Congratulations to your mom and dad!! I am so very happy for them. I'm also happy for the new addition, what a wonderful home to be in.

Lovies to ALL of you. :grouphug:


----------



## bellaratamaltese (May 24, 2006)

ok she is just soooo adorable!!


----------



## Bonnie's Mommie (Mar 2, 2006)

April is so cute. I love the kitchen island line! Growing up, my next door neighbor had two Schnauzers, they were great dogs.


----------



## TheButtercup (Mar 3, 2005)

haha Linda, yeah, she has become the Kitchen Island that my mom always wanted :HistericalSmiley: my brother calls her "pooch" but he always tries to NOT get attached to any pets. when he had to leave his dog behind before going into a rehab situation, he was devestated, so we think he's just afraid to get attached to anything/anyone...understandably, i suppose. she answers to April, but mom says that my brother could call her "monkeybutt" and she'd come running, nubbin-tail wagging, just swooning over him. LOL! she's adjusted well, she is sufficiently hated by the cats (which means "all is normal") and paws at you if you even momentarily pause bellyrubs. 

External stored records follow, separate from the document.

Issue #868, opened 2018-03-26
Enabling Heartbeat in App Services for .NET and .NET Core


d3r3kk:
## Heartbeat feature for App Services
We would like the heartbeat feature to be extended to serve App Services instrumented with Application Insights.

## Heartbeat Content
Heartbeat data already includes some default properties, and for Azure App Services we'd like to add a few more default properties:
- asSiteName: The site name reported by Azure App Services.
- asStamp: The website "Home Stampname" reported by Azure App Services.
- asHost: The site host name as reported by Azure App Services.

These properties will help us to aid our customers discover the specific infrastructure their application is running under.

## Implementation Options
Thus far I've identified two options for implementing this change. In either case, the process will be to create a heartbeat `ITelemetryModule` that will get added to the AppInsights pipeline, acquire the default field values, and add them to the heartbeat upon initialization. 

*Option 1:*
- Create an `ITelemetryModule` in the Microsoft.ApplicationInsights.Web SDK (this repo)
- Create a similar `ITelemetryModule` in the Microsoft.ApplicationInsights.AspNetCore SDK

*Option 2:*
- Create an `ITelemetryModule` in the Microsoft.ApplicationInsights.Web SDK (this repo)
- Alter the Microsoft.ApplicationInsights.Web project to support .NET Standard 1.6
- Add a dependency on the Microsoft.ApplicationInsights.Web project in the Microsoft.ApplicationInsights.AspNetCore SDK

> **NOTE:** I am hoping to have this feature in for 2.6.0-beta3, so taking the approach of implementing Option 1, and then Option 2 is on the table here.

## Adding Heartbeats for App Services Automatically
ApplicationInsights.config.install.xdt would be employed to add the created `ITelemetryModule` to the ApplicationInsights.config file, in the case of .NET Full Framework applications. This is already available in the Microsoft.ApplicationInsights.Web nuget configuration and would be trivial.

For .NET Core applications, however, we would have to alter code in Microsoft.ApplicationInsights.AspNetCore to follow the pattern there today regarding AdaptiveSamplingTelemetryProcessor. That is, we would by default add the heartbeat `ITelemetryModule` but add a member to `ApplicationInsightsServiceOptions` that would allow customers to turn it off. (Until we have a way of configuring the application via config, I believe this is the only facility we have available).

SergeyKanzhelev:
[...]

PR #869, opened 2018-03-27
Add Heartbeat properties for App Services

d3r3kk:
Fix Issue #868.
Add heartbeat properties when App Services environment is detected. Keep App Services environment in sync using existing telemetry initializer used for same purpose.

   - No change to public API
- [x] Design discussion issue #868


d3r3kk:
@SergeyKanzhelev can you please have a look at this and let me know if this satisfies the topics we covered in issue #868? I believe I captured all the items discussed there, but I do still need to find a way to allow for updates in non-internal scenarios (AspNetCore).

Src/WindowsServer/WindowsServer.Shared/AppServicesHeartbeatTelemetryModule.cs
```diff
@@ -0,0 +1,150 @@
...
+    using Microsoft.ApplicationInsights.Extensibility;
+    using Microsoft.ApplicationInsights.Extensibility.Implementation;
+    using Microsoft.ApplicationInsights.Extensibility.Implementation.Tracing;
+    using Microsoft.ApplicationInsights.WindowsServer.Implementation;
+
+    /// <summary>
+    /// Provides default values for the heartbeat feature of Application Insights that
+    /// are specific to Azure App Services (Web Apps, Functions, etc...).
+    /// </summary>
+    internal class AppServicesHeartbeatTelemetryModule : ITelemetryModule, IDisposable
```
SergeyKanzhelev: must be public so it can be instantiated from code

Src/WindowsServer/WindowsServer.Shared/AppServicesHeartbeatTelemetryModule.cs
```diff
@@ -0,0 +1,150 @@
...
+        };
+
+        private static AppServicesHeartbeatTelemetryModule instance;
+        private object lockObject = new object();
+        private bool isInitialized = false;
+
+        /// <summary>
+        /// Initializes a new instance of the<see cref="AppServicesHeartbeatTelemetryModule" /> class.
+        /// </summary>
+        internal AppServicesHeartbeatTelemetryModule()
```
SergeyKanzhelev: must be public so it can be instantiated from code

Src/WindowsServer/WindowsServer.Shared/AppServicesHeartbeatTelemetryModule.cs
```diff
@@ -0,0 +1,150 @@
...
+        internal static readonly KeyValuePair<string, string>[] WebHeartbeatPropertyNameEnvVarMap = new KeyValuePair<string, string>[]
+        {
+            new KeyValuePair<string, string>("appSrv_SiteName", "WEBSITE_SITE_NAME"),
+            new KeyValuePair<string, string>("appSrv_wsStamp", "WEBSITE_HOME_STAMPNAME"),
+            new KeyValuePair<string, string>("appSrv_wsHost", "WEBSITE_HOSTNAME")
+        };
+
+        private static AppServicesHeartbeatTelemetryModule instance;
+        private object lockObject = new object();
+        private bool isInitialized = false;
```
SergeyKanzhelev: does this double initialization control matter for this module? There is no harm in initializing twice. Furthermore - this protection in module creates a false perception that nobody will call `Initialize` twice. In reality it may easily happen with re-creating of entire `TelemetryConfiguration`

Src/WindowsServer/WindowsServer.Shared/AppServicesHeartbeatTelemetryModule.cs
```diff
@@ -0,0 +1,150 @@
...
+        /// Environment variables and the Application Insights heartbeat field names that accompany them.
+        /// </summary>
+        internal static readonly KeyValuePair<string, string>[] WebHeartbeatPropertyNameEnvVarMap = new KeyValuePair<string, string>[]
+        {
+            new KeyValuePair<string, string>("appSrv_SiteName", "WEBSITE_SITE_NAME"),
+            new KeyValuePair<string, string>("appSrv_wsStamp", "WEBSITE_HOME_STAMPNAME"),
+            new KeyValuePair<string, string>("appSrv_wsHost", "WEBSITE_HOSTNAME")
+        };
+
+        private static AppServicesHeartbeatTelemetryModule instance;
```
SergeyKanzhelev: why singleton?

Src/WindowsServer/WindowsServer.Shared/AppServicesHeartbeatTelemetryModule.cs
```diff
@@ -0,0 +1,150 @@
...
+        /// <summary>
+        /// Initializes a new instance of the<see cref="AppServicesHeartbeatTelemetryModule" /> class.
+        /// </summary>
+        internal AppServicesHeartbeatTelemetryModule()
+        {
+            AppServicesHeartbeatTelemetryModule.Instance = this;
+        }
+
+        /// <summary>
+        /// Gets a value to provide internal access to the only instance of this class that *should* be available.
```
SergeyKanzhelev: I don't understand why it is a singleton. Can you provide more details

Src/WindowsServer/WindowsServer.Shared/Implementation/WindowsServerEventSource.cs
```diff
@@ -326,6 +326,29 @@ public void AzureInstanceMetadataFailureSettingDefaultPayload(string exception,
...
+            this.WriteEvent(
+                33,
+                envVarName ?? "unknown",
+                exceptionStr ?? "unknown-exception",
+                this.ApplicationName);
+        }
+
+        [Event(34,
+            Message = "Could not gain access to the Heartbeat Manager instance during initialization. Exception raised: {0}",
+            Level = EventLevel.Verbose)]
```
SergeyKanzhelev: Make it warning at least. This error is very unlikely to happen. It indicates that something is broken in SDK. So we want to have it at least at warning level.

Src/WindowsServer/WindowsServer.Shared/AppServicesHeartbeatTelemetryModule.cs
```diff
@@ -0,0 +1,150 @@
...
+                {
+                    // get the variable, then expand it (otherwise we get the name we queried for in the value)
+                    string hbeatValue = Environment.GetEnvironmentVariable(kvp.Value);
+                    if (!string.IsNullOrEmpty(hbeatValue))
+                    {
+                        hbeatValue = Environment.ExpandEnvironmentVariables(hbeatValue);
+                        string hbeatKey = kvp.Key.ToString();
+                        if (isUpdateOperation)
+                        {
+                            hbeatManager.SetHeartbeatProperty(hbeatKey, hbeatValue);
```
SergeyKanzhelev: Would you expect `hbeatManager` to be `null` ever?

Src/WindowsServer/WindowsServer.Shared/AppServicesHeartbeatTelemetryModule.cs
```diff
@@ -0,0 +1,150 @@
...
+                        hbeatManager = hman;
+                    }
+                }
+            }
+            catch (Exception hearbeatManagerAccessException)
+            {
+                WindowsServerEventSource.Log.HeartbeatManagerAccessFailure(hearbeatManagerAccessException.Message);
+            }
+
+            return hbeatManager;
```
SergeyKanzhelev: You do not check for `null` here. It may be a good idea though

Src/WindowsServer/WindowsServer.Shared/AppServicesHeartbeatTelemetryModule.cs
```diff
@@ -0,0 +1,150 @@
...
+        {
+            var telemetryModules = TelemetryModules.Instance;
+            Dictionary<string, string> hbeatProps = new Dictionary<string, string>();
+
+            foreach (var kvp in WebHeartbeatPropertyNameEnvVarMap)
+            {
+                try
+                {
+                    // get the variable, then expand it (otherwise we get the name we queried for in the value)
+                    string hbeatValue = Environment.GetEnvironmentVariable(kvp.Value);
```
SergeyKanzhelev: this may throw security exception when it's not full trust appdomain. It is good idea to have a global `try{}catch` in the `Initialize`

SergeyKanzhelev:
I don't see how you are addressing synchronization with telemetry initializer and slot swap issue

Src/WindowsServer/WindowsServer.Shared/AppServicesHeartbeatTelemetryModule.cs
d3r3kk: To allow access to the 'Update' method. I don't have a better mechanism at this moment, but I think we can define a better one given some time.

Src/WindowsServer/WindowsServer.Shared/AppServicesHeartbeatTelemetryModule.cs
d3r3kk: I don't need to protect it, no. I do need to know when it gets re-initialized but that's all.

Src/WindowsServer/WindowsServer.Shared/AppServicesHeartbeatTelemetryModule.cs
d3r3kk: Done. Totally missed this one. Thanks.

Src/WindowsServer/WindowsServer.Shared/AppServicesHeartbeatTelemetryModule.cs
d3r3kk: We need a way to allow for the update of the heartbeat values associated to AppServices. I made this a singleton to allow other modules to signal this module to update the values. Perhaps there is a better mechanism for this, but I am not aware of one at this time. (I have thoughts on how to improve it in the future though, but it might take some time).

Src/WindowsServer/WindowsServer.Shared/AppServicesHeartbeatTelemetryModule.cs
d3r3kk: Agreed. Done.

Src/WindowsServer/WindowsServer.Shared/AppServicesHeartbeatTelemetryModule.cs
d3r3kk: Agreed. Done.

Src/WindowsServer/WindowsServer.Shared/AppServicesHeartbeatTelemetryModule.cs
d3r3kk: Yes, I've added an early exit to counter this possibility.

Src/WindowsServer/WindowsServer.Shared/Implementation/WindowsServerEventSource.cs
d3r3kk: Agreed. I've gone over the other calls and altered their levels (including some I had set previously for the Azure IMS data as well).

Src/WindowsServer/WindowsServer.Shared/AppServicesHeartbeatTelemetryModule.cs
d3r3kk: Done

Src/WindowsServer/WindowsServer.Shared/AzureWebAppRoleEnvironmentTelemetryInitializer.cs
```diff
@@ -31,21 +31,35 @@ public AzureWebAppRoleEnvironmentTelemetryInitializer()
...
+
+            // ensure heartbeat values are up to date...
+            if (string.IsNullOrEmpty(this.lastNodeValue))
+            {
+                this.lastNodeValue = nodeName;
+            }
+            else if (!nodeName.Equals(this.lastNodeValue, StringComparison.Ordinal))
+            {
+                // if the AppServices heartbeat telemetry module exists, signal it to update the values in heartbeat
+                AppServicesHeartbeatTelemetryModule.Instance?.UpdateHeartbeatWithAppServiceEnvVarValues();
```
d3r3kk: @SergeyKanzhelev, here is where I signal the `AppServicesHeartbeatTelemetryModule` to update the values in the heartbeat properties. This is the reason I chose to go with the Singleton pattern. Perhaps there is a better way to go about this?

d3r3kk:
@SergeyKanzhelev ping?

d3r3kk:
@SergeyKanzhelev @cijothomas updated PR with tests, can be merged without any need for follow up PR.

- NOTE: I've added logic in this PR to update environment variables from the Initializer. That will work, but there is a danger that we would potentially miss updated environment variables (the value is potentially cached, please let me know if that is the case when using `InternalContext` as we do) and there might be perf issues with the way I propose here. Please see PR #870 for an alternate that I'm a bit happier with.

Src/WindowsServer/WindowsServer.Shared.Tests/AppServicesHeartbeatTests.cs
```diff
@@ -0,0 +1,124 @@
...
+        /// <returns>Dictionary with expected environment variable names as the key, current environment variable content as the value.</returns>
+        private Dictionary<string,string> GetEnvVarsAssociatedToModule()
+        {
+            Dictionary<string, string> envVars = new Dictionary<string, string>();
+            foreach (var kvp in AppServicesHeartbeatTelemetryModule.WebHeartbeatPropertyNameEnvVarMap)
+            {
+                envVars.Add(kvp.Value, Environment.GetEnvironmentVariable(kvp.Value));
+                if (string.IsNullOrEmpty(envVars[kvp.Value]))
+                {
+                    Environment.SetEnvironmentVariable(kvp.Value, kvp.Key);
```
cijothomas: The effect is setting the ENV variable persists even after the test? This may have unintended consequences in the next test. 
If modifying any ENV, make sure to set it back to original after the test

Src/WindowsServer/WindowsServer.Shared.Tests/WindowsServer.Shared.Tests.projitems
```diff
@@ -9,6 +9,7 @@
     <Import_RootNamespace>Microsoft.ApplicationInsights.WindowsServer</Import_RootNamespace>
   </PropertyGroup>
   <ItemGroup>
+    <Compile Include="$(MSBuildThisFileDirectory)AppServicesHeartbeatTests.cs" />
```
cijothomas: AppServicesHeartbeatTelemetryModuleTests might be better name.

Src/WindowsServer/WindowsServer.Shared/AppServicesHeartbeatTelemetryModule.cs
```diff
@@ -0,0 +1,181 @@
...
+            {
+                WindowsServerEventSource.Log.AppServiceHeartbeatSetCalledWithNullManager();
+            }
+            else
+            {
+                foreach (var kvp in WebHeartbeatPropertyNameEnvVarMap)
+                {
+                    try
+                    {
+                        // get the variable, then expand it (otherwise we get the name we queried for in the value)
```
cijothomas: I am not sure i understood this. Why not just read ENV variable like done everywhere else? 
https://github.com/Microsoft/ApplicationInsights-dotnet-server/blob/develop/Src/WindowsServer/WindowsServer.Shared/AzureWebAppRoleEnvironmentTelemetryInitializer.cs#L65

Src/WindowsServer/WindowsServer.Shared/AppServicesHeartbeatTelemetryModule.cs
```diff
@@ -0,0 +1,181 @@
...
+    /// are specific to Azure App Services (Web Apps, Functions, etc...).
+    /// </summary>
+    public sealed class AppServicesHeartbeatTelemetryModule : ITelemetryModule, IDisposable
+    {
+        /// <summary>
+        /// Environment variables and the Application Insights heartbeat field names that accompany them.
+        /// </summary>
+        internal static readonly KeyValuePair<string, string>[] WebHeartbeatPropertyNameEnvVarMap = new KeyValuePair<string, string>[]
+        {
+            new KeyValuePair<string, string>("appSrv_SiteName", "WEBSITE_SITE_NAME"),
```
cijothomas: Aren't these values appended to all telemetry items by the corresponding TelemetryInitializers? Why do we send these values (duplicated) into HeartBeat again?

Src/WindowsServer/WindowsServer.Shared/AppServicesHeartbeatTelemetryModule.cs
```diff
@@ -0,0 +1,181 @@
...
+            // ensure our Instance variable is not kept around.
+            AppServicesHeartbeatTelemetryModule.instance = null;
+        }
+
+        /// <summary>
+        /// Signal the AppServicesHeartbeatTelemetryModule to update the values of the 
+        /// Environment variables we use in our heartbeat payload.
+        /// </summary>
+        /// <returns>A value indicating whether or not an update to the environment variables occurred.</returns>
+        public bool UpdateHeartbeatWithAppServiceEnvVarValues()
```
cijothomas: Instead of a TelemetryInitializers telling this module to update, can this module update itself (re-read ENV vars) every 'n' minute? And maybe inform the TelemetryInitializer that ENV values changed so that it'll also pick new values.

Src/WindowsServer/WindowsServer.Shared/AppServicesHeartbeatTelemetryModule.cs
```diff
@@ -0,0 +1,181 @@
...
+
+        /// <summary>
+        /// Initialize the default heartbeat provider for Azure App Services. This module
+        /// looks for specific environment variables and sets them into the heartbeat 
+        /// properties for Application Insights, if they exist.
+        /// </summary>
+        /// <param name="configuration">Unused parameter.</param>
+        public void Initialize(TelemetryConfiguration configuration)
+        {
+            this.isInitialized = this.UpdateHeartbeatWithAppServiceEnvVarValues();
```
cijothomas: this.isInitialized -- Where is this used?

cijothomas:
Need to ensure the tests are run in CI builds. I searched for newly added tests but couldn't find them in test results for this CI build.

Src/WindowsServer/WindowsServer.Shared/AzureWebAppRoleEnvironmentTelemetryInitializer.cs
```diff
@@ -31,21 +31,35 @@ public AzureWebAppRoleEnvironmentTelemetryInitializer()
...
+                nodeName = LazyInitializer.EnsureInitialized(ref this.nodeName, this.GetNodeName);
+                telemetry.Context.GetInternalContext().NodeName = nodeName;
+            }
+
+            // ensure heartbeat values are up to date...
+            if (string.IsNullOrEmpty(this.lastNodeValue))
+            {
+                this.lastNodeValue = nodeName;
+            }
+            else if (!nodeName.Equals(this.lastNodeValue, StringComparison.Ordinal))
```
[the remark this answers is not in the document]
d3r3kk: Agreed. Please see PR #870 where I fix this issue you call out here, and where I am adding some protection for performance as well. (My intention is to merge that PR into this one, as I prefer that solution).

Src/WindowsServer/WindowsServer.Shared.Tests/AppServicesHeartbeatTests.cs
d3r3kk: Agreed. Also, in PR #870 see that I've added a ClassInitializer/ClassCleanup method to handle environment changes.

Src/WindowsServer/WindowsServer.Shared.Tests/WindowsServer.Shared.Tests.projitems
d3r3kk: Ok.

Src/WindowsServer/WindowsServer.Shared/AppServicesHeartbeatTelemetryModule.cs
d3r3kk: Agreed. There doesn't ever seem to be any need to handle environment variable expansion for this value. PR #870 does not attempt expansion.

Src/WindowsServer/WindowsServer.Shared/AppServicesHeartbeatTelemetryModule.cs
d3r3kk: Heartbeat and telemetry initializers are two separate solutions. I am not 100% aware of all the downstream consumers of the TelemetryInitializers, but I am keenly aware of the heartbeat ones (app 2 infra). I want the app 2 infra feature to only look in 1 single place for the values it requires. I believe the duplication caused by heartbeats (default 15-minute cadence) is minimal enough to support the end purpose.

Src/WindowsServer/WindowsServer.Shared/AppServicesHeartbeatTelemetryModule.cs
d3r3kk: Agreed. I was thinking that a subscriber model would work really nicely actually - that way the heartbeat module and the initializer module could simply 'subscribe' to the environment variable monitor (see PR #870, that's the terminology I use there) and get updated only as necessary. 

For this PR, I wanted to keep it as concise as possible to get the job done. I would certainly be open to creating such a subscriber in our next sprint.

Src/WindowsServer/WindowsServer.Shared/AppServicesHeartbeatTelemetryModule.cs
d3r3kk: Line 94 - in the call to AddAppServiceEnvironmentVariablesToHeartbeat. The first time (isInitialized=false) we use AddHeartbeatProperty, each subsequent time we use SetHeartbeatProperty.

Src/WindowsServer/WindowsServer.Shared/AppServicesHeartbeatTelemetryModule.cs
Dmitry-Matveev: `ExpandEnvironmentVariable` will make this method slower, let's skip if unnecessary.

Src/WindowsServer/WindowsServer.Shared/AzureWebAppRoleEnvironmentTelemetryInitializer.cs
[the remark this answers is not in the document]
d3r3kk: Merged #870 here. Fixed.

Src/WindowsServer/WindowsServer.Shared.Tests/AppServicesHeartbeatTests.cs
d3r3kk: Merged #870 here where I fixed this issue by using unique env vars in place of the standard during testing. Note that I left the original testing for the TelemetryInitializer intact (although it really should be updated to do the same).

Src/WindowsServer/WindowsServer.Shared/AppServicesHeartbeatTelemetryModule.cs
d3r3kk: After discussions with Dmitry I will create an alternate PR to this one that contains a subscriber model solution. Although due to time constraints we still may opt for this solution.

d3r3kk:
@cijothomas 
>Need to ensure the tests are run in CI builds. I searched for newly added tests but couldn't find them in test results for this CI build.

There was some iteration on builds as I added the tests, perhaps some of them got added as 'New Tests' in prior builds from the one you checked (I looked, and in the .1 build for that day there was 1 newly added test).

**HOWEVER**

Tests in the `WindowsServer.Test.Shared` project where not being added into the `WindowsServer.Net45.Tests` project *at all*. (`WindowsServer.NetCore.Tests` did load them, so they were still covered, just not fully). I have corrected this oversight in this PR as well.

d3r3kk:
This PR is replaced by PR #873.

thank you all for humoring me and looking at her pics. i know she isnt a maltese, and rosie wasnt a maltese either, but rescues of any breed always make people smile, i think 

i have a video of april starting to chase buffy and getting all confused when buffy runs so fast she PASSES april LOL i'll work on getting it up on youtube. so far tonite, youtube isn't talking to me. i hope it wasnt something i said :wacko1: 


ann marie and the "i dont know about this new kid. i hope she doesnt hog grandpa's chair. rosie left that chair for ME!" pouting buttercup


----------



## Carla (Aug 30, 2005)

:wub: April is a cutie. I can see why they love her so much. I suspect your brother does too....why else would April be so attached to him.

Carla & Shotzi


----------



## Harley & Dakotas Mum (Jun 11, 2005)

Oh this is just wonderful news! I'm so happy for you & your family! By the looks of those pictures, looks like little April has made herself RIGHT at home, she looks very comfy thanks very much! :smilie_daumenpos:


----------



## mss (Mar 1, 2006)

Very cute, and it sounds like she is very much loved in her new home! I have a special fondness for schnauzers, too. I've had two rescued from city pounds - mine were not such good representatives of the breed as far as conformation, coloring etc. but great little dogs! If you can deal with the vocalizations ... sometimes.  April looks like she was well bred.


----------



## Matilda's mommy (Jun 1, 2005)

OH SHE'S ADORABLE. HOW DOES MISS BUTTERCUP DO WITH HER? BUTTERCUP I'M SURE GRANDPA WILL GLADLY SHARE HIS CHAIR.


----------



## casa verde maltese (Apr 7, 2007)

OH, how sweet! Your parents are AWESOME! I love Schz'rs - had one for years and years (for 16.5 yrs to be exact).


----------



## carrie (Aug 24, 2004)

oh, she's a little doll!! :wub: sounds like she's made herself right at home. 

can't wait to see that video. i'm sure youtube has nothing against you personally...i find youtube can be overly sensitive.  

:grouphug:


----------



## Scoobydoo (May 26, 2005)

Oh I love her :wub: April is a beautiful girl, your parents are wonderful for giving her such a loving home :aktion033: :aktion033: I love the kitchen island bit too, so cute that she has chosen to sit right in the middle of a place where all the action is


----------